• [Work task]:
Output only the lines of the entries that follow, starting at the one with "PR #3580, opened 2025-06-05" and running down to the one with "In some future", both included and unchanged.
Supplied records Block Start
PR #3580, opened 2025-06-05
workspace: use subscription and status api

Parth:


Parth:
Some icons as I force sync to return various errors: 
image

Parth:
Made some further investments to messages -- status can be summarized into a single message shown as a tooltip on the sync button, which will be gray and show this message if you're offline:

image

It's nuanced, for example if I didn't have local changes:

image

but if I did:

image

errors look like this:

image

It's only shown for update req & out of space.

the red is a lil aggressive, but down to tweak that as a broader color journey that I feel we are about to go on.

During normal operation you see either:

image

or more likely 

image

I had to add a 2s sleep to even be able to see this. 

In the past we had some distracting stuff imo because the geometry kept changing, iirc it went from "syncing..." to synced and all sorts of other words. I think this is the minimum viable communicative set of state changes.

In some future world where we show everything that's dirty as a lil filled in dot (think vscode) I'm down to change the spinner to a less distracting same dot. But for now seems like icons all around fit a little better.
Supplied records Block End
Supplied records Block Start
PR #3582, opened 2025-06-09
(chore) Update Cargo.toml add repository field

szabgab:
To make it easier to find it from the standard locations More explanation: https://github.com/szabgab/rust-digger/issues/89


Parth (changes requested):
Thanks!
Supplied records Block End
• [Response]:
PR #3580, opened 2025-06-05
workspace: use subscription and status api

Parth:


Parth:
Some icons as I force sync to return various errors: 
image

Parth:
Made some further investments to messages -- status can be summarized into a single message shown as a tooltip on the sync button, which will be gray and show this message if you're offline:

image

It's nuanced, for example if I didn't have local changes:

image

but if I did:

image

errors look like this:

image

It's only shown for update req & out of space.

the red is a lil aggressive, but down to tweak that as a broader color journey that I feel we are about to go on.

During normal operation you see either:

image

or more likely 

image

I had to add a 2s sleep to even be able to see this. 

In the past we had some distracting stuff imo because the geometry kept changing, iirc it went from "syncing..." to synced and all sorts of other words. I think this is the minimum viable communicative set of state changes.

In some future world where we show everything that's dirty as a lil filled in dot (think vscode) I'm down to change the spinner to a less distracting same dot. But for now seems like icons all around fit a little better.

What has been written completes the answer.